Очевидные сложные места метода следующие:
- Получение модели органа. Нужно где-то взять схему. Это довольно просто.
- Получение самих клеток. Очевидно, нам нужен материал для печати органа.
- Сборка принтера, чтобы клетками можно было печатать (куча проблем с образованием структуры органа).
- Гипоксия (отсутствие кислорода) во время создания органа.
- Реализации питания органа и его созревание до готовности.
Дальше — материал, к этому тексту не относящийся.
PR #6245, opened 2018-02-20
Fix failure to run on system without GPU in CPU mode

artyom-beilis:
When running caffe compiled with CUDNN in CPU mode on hardware without GPU it fails with errors like

     cudnn_conv_layer.cpp:52] Check failed: error == cudaSuccess (35 vs. 0)  CUDA driver version is insufficient for CUDA runtime version

Using Caffe default engine instead of CUDNN for CPU only mode fixes the issue

### DIFF
--- a/src/caffe/layer_factory.cpp
+++ b/src/caffe/layer_factory.cpp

Итак, 3D-принтер – это только кусок линии по фабрикации органов: его нужно обеспечить чертежом, материалом, а затем полученную модель органа из клеток ещё вырастить. Теперь давайте посмотрим по шагам, как все описанные выше задачи решаются.
Модель органа
Итак, берётся CAD-файл (сейчас — формат stl) с моделью органа. Проще всего получить модель, сделав трёхмерное сканирование самого пациента, а затем доработав данные руками. Сейчас текущие конструкты моделируются в AutoCAD.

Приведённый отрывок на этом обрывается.